As for a blade, since you are cutting 1" thick hard maple, I would not go with a blade with too many teeth. They will get you a fine finish, but that much hard maple will be a bear to cut through. I would go with something more like a rip blade, even though you are not ripping.


----------



## rwe2156 (May 7, 2014)

I just use a speed square but you can make a jig Google it or go to YouTube.

Use a crosscut blade, like 40 tooth. There are charts on the package to help you. IMO Freud Diablo blades are the best.


----------



## SMP (Aug 29, 2018)

First, what saw and size are you using? And 45 degree which way?


----------



## JBrow (Nov 18, 2015)

Nels,

If you have a table saw, a panel squaring jig copied after one used in the early days of the "New Yankee Workshop" could work well. It is consists of a base of ½ plywood or MDF, a runner to ride in the table saw's mitre slot, and a ¾" high fence attached to the leading edge of the base.

The runner is attached to the base so that the base slightly overhangs the saw blade. The table saw's fence can be used to ensure the runner is attached to the base so that the base's end is parallel to the saw blade. Then the jig's fence is attached to the leading edge of the base using a framing square (that is true) making the jig's fence perpendicular to the table saw's fence and hence to the table saw's blade. Once the construction is complete and the table saw fence moved out of the way, the panel squaring jig can be run through the table saw to trim the jig's base and fence to length. If wide workpieces will be squared with the jig, extending the runner 6" - 8" past the trailing edge of the base will keep the jig running true throughout the cut.

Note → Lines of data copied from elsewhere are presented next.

Issue #3716, opened 2020-10-20
[object service] build a download API with future-expandable "approaches" and a temporary approach


djmitche:
Let's build a way of downloading files that is future-expandable.  Basically, the client sends the approaches it knows how to use, and the server responds with the best of those approaches that it also supports, or an error.

This is for the "full" download API, so the response is a data structure with enough information for the caller to reliably get the data, rather than a redirect or anything like that.

Implement an initial, temporary approach that gets the job done, but which we don't plan to keep compatibility with for very long.

helfi92:
I had a few questions:

> Basically, the client sends the approaches it knows how to use

Do you have examples of approaches?

> the server responds with the best of those approaches that it also supports

How is "best" determined?

> the response is a data structure with enough information for the caller to reliably get the data

Do you have an example of "enough information"? Would that just be a `url` to send the request to download?

Thanks!

djmitche:
Those are good questions so I don't have precise answers to them.  But I can try to at least fill out the ideas :)

> Do you have examples of approaches?

Approaches might be:
 * A single URL to which a GET request should be made
 * A URL that supports Range requests
 * A bittorrent-style download seed so workers can share data with each other (crazy!)

The general idea is that we want to be future-compatible with interesting new ideas for how to perform a download.  We would probably always have a "preferred" approach, maybe one or two deprecated approaches, and maybe some interesting optional approaches like bittorrent.  So something like scriptworker would probably stick to the preferred approach, while the fanciest workers would support both the preferred approach and the bittorrent approach.

From the negative perspective, the general idea is to avoid locking ourselves into an approach that doesn't support some kind of functionality we would like.

> How is "best" determined?

To be determined.  I would guess that the services define an order of preferences, and just take the most-preferred of the options that both the API client and the object's backend support.  For example, bittorrent > url-with-ranges > single-url.  But not all backends support bittorrent.  So a download request where the client supports [bittorrent, url-with-ranges, single-url] and the backend supports [url-with-ranges, single-url] would choose url-with-ranges.

> Do you have an example of "enough information"? Would that just be a url to send the request to download?

It would depend on the approach.  It would include a URL or a bittorrent seed or whatever information is necessary to get the data, plus metadata like hashes, size, and compression.

PR #3886, opened 2020-11-10
Add full download API

helfi92:
Github Bug/Issue: Fixes https://github.com/taskcluster/taskcluster/issues/3716.

Pair programmed with @petemoore.


services/object/schemas/v1/download-object-request.yml
```diff
@@ -0,0 +1,17 @@
+$schema: "/schemas/common/metaschema.json#"
+title:              "Download Object Request"
+description: |
+  Download object request.
+type:               object
+properties:
+  acceptProtocols:
+    type: array
+    title: "Supported protocols"
```
djmitche, line 9: Let's get some additional documentation in here about what "protocol" means in this context (I think it's what I was calling "approach", right?  I agree that "approach" isn't a great word for it).

Rather than write several paragraphs in the schema, it might make sense to put this in a document under `ui/docs/reference` (e.g., "Download Protocols") and just refer to that document here.

services/object/schemas/v1/get-object-http.yml
```diff
@@ -0,0 +1,22 @@
+$schema: "/schemas/common/metaschema.json#"
+title: "Download Object Request"
+description: |
+  Download object request.
```
djmitche, line 4: This is a response, right?

services/object/src/backends/test.js
```diff
@@ -4,6 +4,14 @@ const { Backend } = require('./base');
  * The test backend type is only available when running tests.
  */
 class TestBackend extends Backend {
+  getDetails(name) {
```
djmitche, line 7: This method name seems pretty vague.  And, it should be defined in the `Backend` class with an explanation of its meaning.  Also, it looks like the test implementation here has a different set of arguments (just name) to the way it's called in `api.js`.

djmitche (dismissed):
I think the code here is in pretty good shape -- it just needs some docs and comments to give structure to what's implicit in the code.

services/object/schemas/v1/download-object-request.yml
```diff
@@ -0,0 +1,17 @@
+$schema: "/schemas/common/metaschema.json#"
+title:              "Download Object Request"
+description: |
+  Download object request. See [Transport Protocols](https://docs.taskcluster.net/docs/reference/platform/object/transport-protocols) for more detail.
+type:               object
+properties:
+  acceptProtocols:
+    type: array
+    title: "Supported protocols"
+    uniqueItems: true
```
imbstack, line 10: while it's true this should be unique, do we want to reject the request if it isn't? Maybe better to accept whatever and uniq them in the service? I'm happy either way.

services/object/src/api.js
```diff
@@ -33,4 +33,33 @@ builder.declare({
   return res.reply({});
 });
 
+builder.declare({
+  method: 'put',
+  route: '/download/:name',
```
imbstack, line 38: Maybe what is making me uncomfortable about object-service is that this is sorta pretending to be a download endpoint for the object when really it is just fetching metadata about how to download it. Even the title and description more accurately say what's going on here. What if we just called this `queryData`, `fetchData`, `objectMetadata`, etc? Thoughts?

imbstack (commented):
making sense so far

ui/docs/reference/platform/object/transport-protocols.mdx
```diff
@@ -0,0 +1,29 @@
...
+The Object Service does not directly upload and download objects, but acts as
+an intermediary on behalf of other data storage service providers. To upload an
+object, clients must make a request to the Object Service describing the object
+to upload (`object.uploadObject`), and the Object Service responds with details
+for the client to perform the upload directly.
+
+Similarly, to download an object (`object.downloadObject`), a request must be
+made to the Object Service describing the object, and the Object Server
+responds with information for the client to download the object directly
+(typically a URL).
```
jwhitlock, line 19: This description doesn't seem to match what is built. I would expect something like:

To download an object (`object.downloadObject`), a request must be made to the Object Service with the object name and an ordered list of acceptable protocols (see below), and the Object Server responds with the server-selected protocol, along with the details (typically a URL) for the client to download the object directly.

services/object/src/api.js
jwhitlock: `:name` implies that the callers are picking the name of the download - is that true? I'd expect something like `:id` for a server-generated ID or a UUID.

I'm also uncomfortable, but I think that's because I don't have a clear idea of what the object service does in response to these requests. Is it just picking the "best" option from requested protocols? In that case, why would the best be any other than the first choice? Doesn't the client have to do some work to pick the request order? If the object server is just picking a protocol, then it seems we could reverse the logic, and the endpoint could return the menu of protocols, and the client could pick the one it likes.

But, I expect there is some work done to prepare a download via protocol. Some possible work:

* An authorized client could be asking for a public URL of a previously private download. The object server copies the file to a public bucket, or updates the metadata
* A client could ask for the gzipped version of a file. The object server uploads a gzipped version to a bucket and returns the URL
* A client asks for a URL to a private resource with baked-in credentials. The object server generates the URL with credentials in the query string
* A client asks for compressed content, with a list of compression formats. The server picks one that is ready to go, rather than re-compresses for the first requested format.

If this is the kind of work the object server does, then it makes more sense to me that the server picks. It could still be accomplished with a menu of protocol options, but it goes from two to three requests:

1. The client requests the metadata, maybe with a caching header for the last time the client asked. The server responds with the menu of protocol options, with data like "I can gzip this, but I haven't yet"
2. The client requests the selected protocol, with any protocol-specific options. The server does some work, and responds with the connection details, such as a URL
3. The client requests the download

But, that's probably a different object service. I'm happy to see where this one goes, and what use cases it supports.

jwhitlock (commented):
Thanks @helfi92 and @petemoore! This is interesting work, and close to merging. It is making me ask a bunch of questions, so it is a successful prototype. I think a working prototype is more important than getting all the questions answered now.

I think @djmitche's documentation suggestion was solid, and it should sound plausible before we continue. The description of how to request download details didn't seem to line up with what I was seeing in the API. I'd appreciate another round of edits. 

Other comments, on the schema and code, should be taken as discussion questions or comments, and not requested changes.

services/object/src/api.js
djmitche: Who decides the name is a good question, that we haven't discussed (at least not recently).  I've been assuming that the client would choose the name, imagining names like `task/<taskId>/<runId>/<artifactName>`.  That allows pattern-matching on names in a useful in the `backendMap` configuration, for example putting `.*\.log$` in a reduced-redundancy bucket.  And it means that simple download URLs would "make sense" to the user, containing the taskId, runId, and artifact name that they expected.  It also helps with analysis and debugging.  And, it also leaves a bit of space for other (very speculative!) names like `worker-cache/<workerPoolId>/<cacheName>` or, for supporting mirroring, `replica/<replicaId>/<objectName>`.

Regarding the process for negotiation, for downloads I see this negotiation as a way to "decouple" download clients and servers, allowing us to introduce new functionality on the server with high confidence that the change won't break old clients because the old code (server-side and client-side) is maintained unchanged.  In that sense, "best" might just be "most recently implemented".  This can also support "weird" approaches -- the example we've been using is [bittorrent](https://docs.aws.amazon.com/AmazonS3/latest/dev/S3Torrent.html) -- that aren't supported by all backends.  

So hypothetically, imagine there's an `old-way` and `new-way`, as well as weird `bittorrent` and `blockchain` (it can do anything!) protocols.  The client makes a request for object `foo` with protocols `old-way`, `new-way`, `newer-way`, and `bittorrent`.  The object `foo` has an Azure backend, which doesn't support `bittorrent`, and the server doesn't know about `newer-way`, so the remaining possibilities are `old-way` and `new-way`.  The server selects `new-way` as it's the best of those two.  It calls the backend requesting protocol `new-way` and things proceed from there.

I think the key difference between the situations we've described is that you're seeing a lot more details involved in the negotiation (compression formats, cloud region, authorization, URL expiration time).  In my conception, those are parameters to the approach that are only consulted after the server chooses the (named) approach.

services/object/schemas/v1/download-object-request.yml
helfi92: Sounds good. We can rename to download methods.

services/object/schemas/v1/download-object-request.yml
helfi92: We discussed and prefer to enforce uniqueness via the schema rather than add the complexity in the application code and possibly help implementers catch bugs earlier.

ui/docs/reference/platform/object/transport-protocols.mdx
helfi92: I think this description is good but is very specific to the current implementation choice. Perhaps this would be good addition to the schema docs. The purpose of this page is to give a very high level view but the specifics of the data exchange is defined at a schema reference level. Another advantage of including only our high level summary here is that as the API evolves this high level description will still apply.

services/object/src/api.js
petemoore: > `:name` implies that the callers are picking the name of the download - is that true? I'd expect something like `:id` for a server-generated ID or a UUID.

Yes, in the current design, the caller chooses the name.

> I'm also uncomfortable, but I think that's because I don't have a clear idea of what the object service does in response to these requests. Is it just picking the "best" option from requested protocols? In that case, why would the best be any other than the first choice? Doesn't the client have to do some work to pick the request order? If the object server is just picking a protocol, then it seems we could reverse the logic, and the endpoint could return the menu of protocols, and the client could pick the one it likes.
> 
> But, I expect there is some work done to prepare a download via protocol. Some possible work:
> 
>     * An authorized client could be asking for a public URL of a previously private download. The object server copies the file to a public bucket, or updates the metadata
> 
>     * A client could ask for the gzipped version of a file. The object server uploads a gzipped version to a bucket and returns the URL
> 
>     * A client asks for a URL to a private resource with baked-in credentials. The object server generates the URL with credentials in the query string
> 
>     * A client asks for compressed content, with a list of compression formats. The server picks one that is ready to go, rather than re-compresses for the first requested format.
> 
> 
> If this is the kind of work the object server does, then it makes more sense to me that the server picks. It could still be accomplished with a menu of protocol options, but it goes from two to three requests:
> 
>     1. The client requests the metadata, maybe with a caching header for the last time the client asked. The server responds with the menu of protocol options, with data like "I can gzip this, but I haven't yet"
> 
>     2. The client requests the selected protocol, with any protocol-specific options. The server does some work, and responds with the connection details, such as a URL
> 
>     3. The client requests the download
> 
>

The workpiece is positioned on the jig's base with an edge tight against the jig's fence and the cut is made. The end of the panel squaring jig's fence can be used to precisely align the workpiece with the saw blade. The jig is zero clearance which helps minimize tear out.

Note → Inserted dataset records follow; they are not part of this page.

PR #3891, opened 2020-11-10
Allow third-party clients to have assume:anonymous

### LINKED ISSUE #3884: Users' clients get disabled if they have `assume:anonymous`
I created a client with `taskcluster signin` without specifying any scopes, so it just made a copy of my scopes.  It was disabled overnight, and I bet that was because the client had `assume:anonymous` and the web-server crontask didn't take that into account.

djmitche:
Github Bug/Issue: Fixes #3884

### DIFF
--- a/changelog/issue-3884.md
+++ b/changelog/issue-3884.md
@@ -1,0 +1,5 @@
+audience: users
+level: patch
+reference: issue 3884
+---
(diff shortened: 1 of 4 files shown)


petemoore (approved):
lgtm, thanks!

helfi92 (approved):

PR #3893, opened 2020-11-11
Dynamically load Azure signing certs for attested document

### LINKED ISSUE #3669: azure-provider should download intermediate certs from microsoft
From https://bugzilla.mozilla.org/show_bug.cgi?id=1607922
---
This bug concerns verifying worker identity based on the attested data signature that we use for registering workers. The signature is a PKCS#7 message, which is a bundle that has message, signature, and an embedded certificate. The embedded certificate is signed by an intermediate certificate, which is in turn signed by a trusted root certificate.

The initial way we're handling intermediate certs is to embed them alongside the code and loading them on startup. These certs expire in ~4 years, so we should instead download intermediate certs from Microsoft based on the authorityInfoAccess certificate extension in the embedded certificate.

RFCs 3280, 4325, 5280 have some helpful information on authorityInfoAccess.

jwhitlock:
This PR changes the validation of the Azure worker identity proof in the `worker-manager` service. The identify proof is the output of the [attested data API](https://docs.microsoft.com/en-us/azure/virtual-machines/windows/instance-metadata-service#attested-data), which includes details about the worker and is signed by the Azure platform. The attested data is a [PKCS#7](https://en.wikipedia.org/wiki/PKCS_7) message, signed by an included signing certificate. The signing certificate is issued by an intermediate certificate, which is in turn issued by a root certificate (or root CA).

Previously, the `worker-manager` checked that the message signer was issued by one of four published intermediate certificates (Microsoft IT TLS CA 1, 2, 4, and 5) issued by a single root CA (Baltimore CyberTrust Root CA). This root CA doesn't comply with one of the CA/Browser Forum Baseline requirements, so Azure is planning to expand to five more root CAs, and revoke the current intermediate certificates on February 15, 2021. See [Azure TLS certificate changes](https://docs.microsoft.com/en-us/azure/security/fundamentals/tls-certificate-changes) for details. They have not published a list of new known intermediate certificates, and may stop this practice.

Several changes are needed to prepare for these upstream changes:
* The trusted certificate store is populated from Node.js's bundled certificates (see [tls.rootCertificates](https://nodejs.org/api/tls.html#tls_tls_rootcertificates)). Node v12.19.0, the version we use in development, does not include two of the planned root CAs, so these are checked in and loaded as well. We considered only loading the 6 root CAs, but we'd like to avoid maintaining this list, and are trusting the policies of these trusted root CAs.
* The 4 "Microsoft IT TLS CA" continue to be added to the trusted certificate store. We now verify that they are issued by a root CA. As of this month (November 2020), they were used in the signing chain in the attested data for a newly launched Azure VM.
* If the attested data messages signing certificate is issued by an unknown intermediate certificate, then we download it, with a 5 second timeout. The certificate URL is stored in the [AuthorityAccessInfo extension](https://tools.ietf.org/html/rfc5280#section-4.2.2.1) (AIA) of the signing certificate. This is downloaded synchronously, and checked against the known trusted certificates. If this succeeds, the new certificate is added to the trusted certificate store, and a new monitor message ``registration-new-intermediate-cert`` is emitted with the details. If anything goes wrong, worker registration fails, with a generic error sent to the user and a monitor message ``registration-error-warning`` with the details.
* We now check that the signing cert is named `metadata.azure.com` or a subdomain. This is true for public cloud azure but not for "sovereign cloud" like Azure Government. See the [attested data API](https://docs.microsoft.com/en-us/azure/virtual-machines/windows/instance-metadata-service#attested-data) for details.

Some existing tests needed tuning for the new algorithm, and the new code paths are tested. There are some related documentation changes and other minor changes.

With all these changes, there should be no impact on `worker-manager` until Azure ships the certificate changes. If the new certificate uses RSA, then there will be a delay of up to 5 seconds (less than a second locally) as the certificate is downloaded for the first time. If the new certificate uses ECC, then registration will fail with a monitor message.

Future work is tracked in these issues:

* Issue #3922 - Check intermedia certificates for revocation. We know that the "Microsoft IT TLS CA" certs will be revoked in the future. This will strengthen the chain-of-trust process.
* Issue #3923 - Add support for ECC / ECDSA certificates. This will be needed to support the root certificate "Microsoft ECC Root Certificate Authority 2017". [node-forge](https://github.com/digitalbazaar/forge) does not include ECC, so it is unable to load the Microsoft ECC certificate, or 21 of the 138 certificates bundled with Node.js.
* Issue #3924 - Remove bundled root CAs after upgrading node. These are included in node v15, and may be backported to a node v12 release.
* Issue #3925 - Remove or repurpose legacy Microsoft intermediate certificates when revoked. These should be removed from the trusted certificate store, but may still be useful for testing.

Github Bug/Issue: Fixes #3669


djmitche (commented):
This implementation looks fine so far -- no particular comments there.

looking at https://github.com/taskcluster/taskcluster/blob/32720727a859e1d03f913d2f96cb9a9c01066572/services/worker-manager/src/providers/azure.js#L288-L292 has me hoping I'm missing something :slightly_smiling_face:

Imagine Mallory gets a signing certificate similar to MS's signing certificate, from some recognized CA.  They create a cert/key and sign the cert with the signing certificate.  Then they create an attested document containing a malicious vmID, a signature made with the key, and the cert.  And hand it to us.

1. ✔️ The embedded document was signed with the private key corresponding to the embedded public key
2. ✔️ The embedded public key has a proper certificate chain back to a trusted CA
3. ✔️ The embedded message contains the vmId that matches the worker making the request

So basically we've verified that someone signed the message and that the PKI infrastructure can tell us who that someone is -- but we don't actually check that it was Microsoft.

jwhitlock:
I agree, just verifying the PKI chain seems insufficient. Reading [Sample 2: Validating that the VM is running in Azure](https://docs.microsoft.com/en-us/azure/virtual-machines/windows/instance-metadata-service#sample-2-validating-that-the-vm-is-running-in-azure), it seems like the check for ``.metadata.azure.com`` would also be needed (and might be sufficient).

djmitche:
It's frustrating that the sample just prints stuff.  I wonder how many people have copy/pasted that and said "great, now we verify it!"

jwhitlock:
As I said in the issue, the thumbprint algorithm appears to be correct. Node v12 doesn't have the two MS certs, they were added in node v15. node-forge still can't load the ECC certificate, though.

djmitche:
It sounds sort of boring, but maybe the right option is just to set up a way for deployers to configure the allowed certificates, and continue to ship the current set of certificates.  Then if MS changes the certs out from under us, the fix is just to change that configuration, not necessarily wait for and deploy a new version of Taskcluster.  We could even write a short script that syncs from that page to the repo, just to make it easy to stay up-to-date.

djmitche:
Printing `crt.subject.attributes` in `registerWorker` and running the tests shows
```
[
  {
    type: '2.5.4.3',
    value: 'metadata.azure.com',
    valueTagClass: 19,
    name: 'commonName',
    shortName: 'CN'
  }
]
```

so, that's where we find the `metadata.azure.com` referenced in the Azure docs.

Going back to Mallory's exploit above, I don't think checking that value makes a difference.  Mallory can just create a certificate with that CN and sign it with their signing certificate.  Maybe getting a signing certificate[*] that's chained from a root CA involves a rigorous promise to behave responsibly, and it's OK to assume Mallory can't get such a signing certificate, just like we assume that nothing chained from the root CAs would sign a TLS certificate without some kind of validation?

[*] I'm using "signing certificate" here to mean the intermediate certificate that signs the leaf certificate that's included in the attested document.

jwhitlock:
I don't feel like I can answer your questions, which sound like security or operations questions. I think I'd need to dig into PCKS#7 signing, to see if your attack is possible. I also suspect that the current implementation is susceptible in other ways, like replaying with a different PCKS#7 message. I think I'd have to look at the AWS implementation of the similar code, to see what is acceptable over there.

I assumed a lot of this research went into writing #3669 and previous bugs. Should I stop work on this fix and switch to research mode?

djmitche:
I think the most open question there is actually a policy question, around who gets CA certificates and what limits are in place on them.

djmitche:
Following up: we investigated that question.  Long story short, we can depend on recognized roots and the intermediates they sign to not sign a malicious certificate for `metadata.azure.com`.  So just checking for that CN is sufficient.  This is exactly the same model as TLS for HTTPS: web client checks the hostname against the cert it receives from the web server and checks that the cert chain is valid (even if that involves intermediates).

jwhitlock:
The intermediate certificate download feature was a lot of code and a lot of tests. I've updated the PR description with a summary. I'm pretty happy with the existing test coverage, and most of the new code is covered as well. A couple of the tests download an intermediate cert, so that is tested as well.

My preference would be to continue loading the 4 Microsoft IT certificates, even though they could be downloaded on first reference. I get nervous whenever the network is involved. I could be persuaded to remove them for this PR. In either case, there are a few ``TODO`` lines to fix up.

I've got the `metadata.azure.com` check left, as well as a changelog entry. I hope to have it ready for review Monday morning.

jwhitlock:
I've finished up this PR, it is ready for review. I've added @ajvb, who reviewed the original Azure code, and may be able to quickly review these changes.

This feels like a shippable chunk of work, that will remove a lot of the risk of the Azure TLS changes. I've identified future work, some clean-up (remove some bundled certs after a Node update) and some that may be critical (add ECC support).

services/worker-manager/test/provider_azure_test.js
```diff
@@ -1087,6 +1180,154 @@ helper.secrets.mockSuite(testing.suiteName(), [], function(mock, skipping) {
...
+            __dirname, '../src/providers/azure-ca-certs/microsoft_it_tls_ca_4.pem');
+          const intermediateCertPem = fs.readFileSync(intermediateCertPath);
+          const intermediateCert = forge.pki.certificateFromPem(intermediateCertPem);
+          const deletedCert = provider.caStore.removeCertificate(intermediateCert);
+          assert(deletedCert);
+
+          // Download is not a binary certificate
+          provider.downloadBinaryPromise = (url) => {
+            return new Promise((resolve, reject) => {
+              resolve('<html><body><h1>Apache2 Default Page</h1></body></html>');
```
djmitche, line 1302: nice :)

djmitche (approved):
This looks great -- you've done a _very_ thorough job of it, including handling a bunch of annoying compatibility issues.  The tests are quite comprehensive, too.

I've left some line comments here but you can feel free to apply or ignore them at your option.

services/worker-manager/src/providers/azure.js
```diff
@@ -77,6 +166,70 @@ class AzureProvider extends Provider {
...
+        let chunks = [];
+        res.on('data', chunk => {
+          chunks.push(Buffer.from(chunk));
+        });
+        res.on('end', () => {
+          const body = Buffer.concat(chunks);
+          resolve(body.toString('binary'));
+        });
+      });
+      request.on('error', (error) => reject(error));
```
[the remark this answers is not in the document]
jwhitlock: Thanks, I can use all the syntax advice I can get!

services/worker-manager/src/providers/azure.js
```diff
@@ -329,6 +501,84 @@ class AzureProvider extends Provider {
...
+
+    // download the intermediate certificate if needed
+    let issuer = this.caStore.getIssuer(crt);
+    if (issuer === null) {
+      const authorityAccessInfo = getAuthorityAccessInfo(crt);
+      let method, location;
+      for (let i = 0; i < authorityAccessInfo.length; i++) {
+        method = authorityAccessInfo[i].method;
+        location = authorityAccessInfo[i].location;
+        if (method === 'CA Issuer' && location.startsWith('http:')) {
```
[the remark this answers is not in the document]
jwhitlock: I was surprised too, but it makes sense - if you a bootstrapping a certificate chain, you don't want to get into a situation where you need a different certificate to make the SSL connection to get a certificate...

[RFC 5280](https://tools.ietf.org/html/rfc5280#section-4.2.2.1) doesn't say HTTPS is forbidden, but does say 

> Conforming applications that support HTTP or FTP for accessing certificates MUST be able to accept individual DER encoded certificates and SHOULD be able to accept "certs-only" CMS messages.

and
 
> When the id-ad-caIssuers accessMethod is used, at least one instance SHOULD specify an accessLocation that is an HTTP [RFC2616] or LDAP [RFC4516] URI.

There are plenty of cases in the spec (FTP, LDAP, certs-only message instead of DER) that would be conforming but that we wouldn't parse. The fall-though logic will at least log the Authority Access Info so we can see what to add (or just download manually). Who knows, `https:` may show up some day...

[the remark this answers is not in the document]
djmitche: Let's hope we don't have to support LDAP :)

services/worker-manager/src/providers/azure.js
```diff
@@ -77,6 +166,70 @@ class AzureProvider extends Provider {
...
+    const issuer = this.caStore.getIssuer(cert);
+    if (issuer === null) {
+      throw Error(`Issuer "${dnToString(cert.issuer)}"` +
+                  ` for "${dnToString(cert.subject)}" is not a known Root CA`);
+    }
+    this.caStore.addCertificate(cert);
+  }
+
+  // Return Promise that will download a binary file
+  async downloadBinaryPromise(url) {
```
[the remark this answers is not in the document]
jwhitlock: I had a lot of trouble getting ``http.get`` working, and I found the documentation to be pretty bad. I wasn't aware of ``superagent``, I'm inclined to switch.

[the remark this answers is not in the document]
djmitche: Let's do it.  Events and streams are _not_ JS's strong points.

services/worker-manager/src/monitor.js
```diff
@@ -171,3 +171,21 @@ MonitorManager.register({
     error: 'Error message from cloud that triggered this',
   },
 });
+
+MonitorManager.register({
+  name: 'registrationNewIntermediateCertificate',
+  title: 'Registration of New Intermediate Certificate',
+  type: 'registration-new-intermediate-certificate',
+  version: 1,
+  level: 'warning',
```
imbstack, line 180: Is this a warning because we want to eventually take some action from it?

services/worker-manager/test/provider_azure_test.js
```diff
@@ -165,13 +179,10 @@ helper.secrets.mockSuite(testing.suiteName(), [], function(mock, skipping) {
       ]);
 
       // Calculate the thumbprint of a certificate
-      // From https://github.com/digitalbazaar/forge/issues/596
+      // Microsoft's thumbprint is OpenSSL's fingerprint in lowercase, no colons
```
imbstack, line 182: they always find a way to make it harder on us

services/worker-manager/src/providers/azure.js
```diff
@@ -500,6 +501,18 @@ class AzureProvider extends Provider {
       throw error();
     }
 
+    // verify the subject of the signing certificate
+    const signerCommonName = crt.subject.getField({ name: 'commonName' });
+    if (!(signerCommonName &&
+          (signerCommonName.value === 'metadata.azure.com' ||
+           signerCommonName.value.endsWith('.metadata.azure.com')))) {
+      this.monitor.log.registrationErrorWarning({
```
imbstack, line 509: The registered report here is nice but I think this might be easier later if we use `monitor.reportError`. That way all of this ends up in the sentry report. Either that or log like this _and_ attach `crt.subject` etc to the error?

imbstack (approved):
Exciting! This looks really good to me.

services/worker-manager/src/monitor.js
jwhitlock: Thanks, I wanted some feedback on this.

One way to interpret it is "WARNING: jwhitlock's code just got called for the first time in production!". Someone may want to look at the data, download the certificate, and make sure it was correct.

It is also possible that Azure will publish a new list of expected intermediate certificates, and we should just pre-load those, and save the network request in the future. In this case, the Warning would be "a new cert was published, go look at the documentation and see if we need a PR".

In both cases, "info" might be appropriate now, or in a few months.

services/worker-manager/src/providers/azure.js
jwhitlock: I'm not familiar enough with ``monitor`` to understand your suggestion. Can you suggest a code change?

I tried to follow the conventions I could see in this code:

* Log the error details with ``registrationErrorWarning``:
  - Use a constant string for the ``message``
  - Add details in ``error``
* Throw the generic ``error()``, initialized near the start of ``registerWorker``, to avoid leaking information to an attacker

jwhitlock: I found the `library/monitor` docs, I understand your comment now.

Maybe the pattern of "log a ``registerionErrorWarning``, throw a generic ``error``" should be moved to a function, which could also send the info to sentry with ``monitor.reportError``. That would change the existing code as well, but would remove a lot of repetition.

All of this code is either a trap for hackers, or a obstacle course for maintainers. Or maybe both! Depending on which way you see it, a log message and/or a Sentry report makes sense.

jwhitlock:
After some out-of-band discussion, we're going to merge this now. @ajvb, feel free to review when you can, and we'll address any feedback in a future PR.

A secondary fence set at a 45 degree angle to the jig's fence could be installed on the base of the jig for 45 degree mitre cuts of wide workpieces. Alternatively, a second dedicated mitreing jig can be made.

A sharp combination blade would produce good results, although a high tooth count cross cut blaed should work better for square cuts. I would be inclined to a combination blade for the miter cuts.


----------



## Tony1212 (Aug 26, 2013)

> Nels,
> 
> If you have a table saw, a panel squaring jig copied after one used in the early days of the "New Yankee Workshop" could work well. It is consists of a base of ½ plywood or MDF, a runner to ride in the table saw's mitre slot, and a ¾" high fence attached to the leading edge of the base.
> 
> ...


The OP says they are 9 to 10 feet long. Cutting anything that long on a table saw is darn near impossible. Even with a sled.

The OP also says they are 26" wide bleacher seats. That seems rather unusual. I've sat on many bleachers in the past. None of them were over a foot wide. Was that a typo?

If it was a typo, a miter saw would be your best bet. You can dial it in to get 90 degree and 45 degree (either front to back or top to bottom) cuts fast and easy.

If a miter saw is out of the question, then Grant's suggestion would be the way to go.


----------



## theart (Nov 18, 2016)

I would use a big T-square. Cut the board a bit long with the circular saw and clean it up with a router.


----------



## GR8HUNTER (Jun 13, 2016)

if you cant use a miter saw try a cabinet shop with panel saw they should be able to cut them in no time :<)))))


----------



## BlueRidgeDog (Jan 2, 2019)

I have a long aluminum square straight edge. I mark a square line on the stock, move in the distance from the inside of my blade to the edge of my guide and clamp the straight edge at that line then cut.


----------